Naoki Mine1, Sayaka Yamamoto1, Naoya Saito1, Takuji Sato1, Keiichi Sakakibara1, Donald W. Kufe2, Daniel D. VonHoff3 and Takumi Kawabe1

1CanBas Co., Ltd., Numazu, Japan

2Dana-Farber Cancer Institute, Harvard Medical School, Boston, Massachusetts, USA

3Translational Genomics Research Institute (TGen), Phoenix, Arizona, USA

Correspondence to:

Naoki Mine, email: mine@canbas.co.jp

Keywords: macrophage, tumor microenvironment, cancer stem cell, paracrine, juxtacrine

Received: February 07, 2017    Accepted: June 02, 2017    Published: July 17, 2017

ABSTRACT

CBP501 is an anti-cancer drug candidate which has been shown to increase cis-diamminedichloro-platinum (II) (CDDP) uptake into cancer cell through calmodulin (CaM) inhibition. However, the effects of CBP501 on the cells in the tumor microenvironment have not been addressed. Here, we investigated new aspects of the potential anti-tumor mechanism of action of CBP501 by examining its effects on the macrophages.

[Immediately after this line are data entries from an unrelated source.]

PR #1033, opened 2026-09-01
MemoryManager Improvements

drchen-amd:
Addresses following issues observed while navigating the timeline:
1.  Intermittent crash in `MemoryManager::ManageLRU`
    - Acquire lru lock to prevent `std::sort` from running while contents were being manipulated in other threads.
2.  Intermittent crash in `MemoryManager::Delete`
    - Acquire pool lock to prevent it and `NewEvent`, `NewSample`, `NewSampleLod`, `Cleanup` from modifying pool simultaneously.
3.  Memory usage growing over time
    - Added deletion of events not stored in a segment. `Segment::Insert` will not store an event if it already holds an event with the same timestamp. These events were invisible to `MemoryManager` and could not be evicted. 
    - Registered all fetched segments with `MemoryManager`. Only segments that are read in `Segment::Fetch` were registered with `MemoryManager` (`MemoryManager::AddLRUReference`). If fetch was cancelled, there would be skipped segments in aforementioned function who are never registered with `MemoryManager` and cannot be evicted.
    - Replaced array identifier in `LRUMember` with `uint64_t id` instead of array's ptr. It is possible for a newly allocated array to reuse address of an array that had already be freed. This would cause `LRUMembers` of the already freed array to be considered in use.

Tested using automated test that constantly pans and zooms timeline and switches between ten tabs for 46 hours and counting.
| Time Window| Beginning Total App Memory Usage (MB) | End Total App Memory Usage (MB) | Rate (MB/hr) |
|---|---|---|---|
| last 36h | 9,496 | 11,066 | +43.6 |
| last 24h | 10,259 | 11,066 | +33.6 |
| last 18h | 10,388 | 11,066 | +37.7 |
| last 12h | 10,584 | 11,066 | +40.2 |
| last 8h | 10,981 | 11,066 | +10.6 |
| last 6h | 10,996 | 11,066 | +11.7 |
| last 4h | 11,010 | 11,066 | +14.0 |

(For reference, unmodified app would trigger Ubuntu OOM killer in ~22 hours on 128 GB system)

### DIFF
--- a/src/controller/src/rocprofvis_controller.cpp
+++ b/src/controller/src/rocprofvis_controller.cpp
@@ -714,11 +714,14 @@ void rocprofvis_controller_array_free(rocprofvis_controller_array_t* object)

Macrophages contribute to cancer-related inflammation and sequential production of cytokines such as IL-6 and TNF-α which cause various biological processes that promote tumor initiation, growth and metastasis (1). These processes include the epithelial to mesenchymal transition (EMT) and cancer stem cell (CSC) formation, which are well-known, key events for metastasis.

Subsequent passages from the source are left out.